Depois de uma reunião do secretariado, que começou às 8h30 e se estendeu até o meio-dia de hoje, o vice-governador gaúcho, Miguel Rossetto, disse que o documento divulgado ontem à noite pelo Ministério da Fazenda tem a intenção de "desviar a atenção" do País em relação à disparada do dólar. "A medida do ministério mostra a agudização da dependência internacional do governo brasileiro, que deixou de ser apenas econômica para se tornar também psíquica e ética", acrescentou Koutzii.
O governador Olívio Dutra (PT) participou da reunião, mas não falou à imprensa.
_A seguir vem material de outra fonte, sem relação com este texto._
PR #4751, opened 2025-04-25
Enable Dependabot PRs

holgerfriedrich:
This is a first step towards automating plugin and dependency updates. Dependabot will create PRs (which will still need review, no use of auto-merge intended!).

For GHA this will likely not require more configuration.

For Maven, I expect a bit more tuning, as we typically upgrade a lot of dependencies together/in sync with Karaf.
Not sure if I should add ignore statements here or answer the PRs with an ignore package comment. Let's try how this works out.

### DIFF
--- a/.github/dependabot.yml
+++ b/.github/dependabot.yml
@@ -1,0 +1,16 @@
+# To get started with Dependabot version updates, you'll need to specify which
+# package ecosystems to update and where the package manifests are located.
+# Please see the documentation for all configuration options:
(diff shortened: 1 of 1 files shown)


wborn (approved):
Let's test what happens. 😄

holgerfriedrich:
Great, no PRs ;-), no dependency upgrades pending....
Hm, there must be a syntax error in the config....
#4764

PR #4755, opened 2025-04-26
YAML Model Repository: Fix premature unknown element warning

jimtng:
Fix a problem introduced in #4749

Wait until all known elements are loaded before issuing warnings about unknown elements.

### DIFF
--- a/bundles/org.openhab.core.model.yaml/src/main/java/org/openhab/core/model/yaml/internal/YamlModelRepositoryImpl.java
+++ b/bundles/org.openhab.core.model.yaml/src/main/java/org/openhab/core/model/yaml/internal/YamlModelRepositoryImpl.java
@@ -30,6 +30,7 @@ import java.util.List;
 import java.util.Map;
 import java.util.Objects;
 import java.util.Optional;
+import java.util.Set;
 import java.util.concurrent.ConcurrentHashMap;
 import java.util.concurrent.CopyOnWriteArrayList;
 import java.util.stream.Collectors;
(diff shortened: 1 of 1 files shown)


jimtng:
@lolodomo this isn't a perfect solution but it works for now. You'd need to add "items" to the list.

If we are anticipating that in the future, add-ons can add custom element types, we can defer the check using a scheduler for a pre-determined delay.

bundles/org.openhab.core.model.yaml/src/main/java/org/openhab/core/model/yaml/internal/YamlModelRepositoryImpl.java
```diff
@@ -83,6 +84,7 @@ public class YamlModelRepositoryImpl implements WatchService.WatchEventListener,
     private static final int DEFAULT_MODEL_VERSION = 2;
     private static final String VERSION = "version";
     private static final String READ_ONLY = "readOnly";
+    private static final Set<String> KNOWN_ELEMENTS = Set.of("tags", "things");
```
lolodomo, line 87: Instead of hardcoded values, maybe you could get the annotation value from the DTO class ?

lolodomo (approved):
I have just a comment but except that looks good to me.

bundles/org.openhab.core.model.yaml/src/main/java/org/openhab/core/model/yaml/internal/YamlModelRepositoryImpl.java
jimtng: I've made the change.

lolodomo (approved):
Looks good to me

jimtng:
Sorry I added two more changes:
- change the exception classname -> exception message like in the other pr
- Remove the unneeded temporary variable elementListeners

lolodomo (approved):

holgerfriedrich (approved):
Thanks!

PR #4757, opened 2025-04-27
Cleanup: Java21, SAT

holgerfriedrich:
fixing a few warnings added in the recent commits, should not include any functional change


wborn (approved):
Thanks!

Ao final, apesar das duras declarações, os secretários reafirmaram o desejo do governo estadual de renegociar os termos da dívida do Estado com a União. Ontem à noite, Olívio falou com Fernando Henrique Cardoso pelo telefone durante 20 minutos, quando o presidente lhe garantiu não ter tomado conhecimento prévio da nota do Ministério da Fazenda.
"O papel do ministério foi melancólico", disse Flávio Koutzii. Para o vice-govenrador Miguel Rossetto, "a nota enche de vergonha a nação brasileira e o povo gaúcho". Para o governo do Rio Grande do Sul, a declaração do Ministério da Fazenda foi "irresponsável e inverídica, pois mesmo depositando em juízo parte do pagamento da dívida deste mês com a união, o Estado continua em dia com suas obrigações.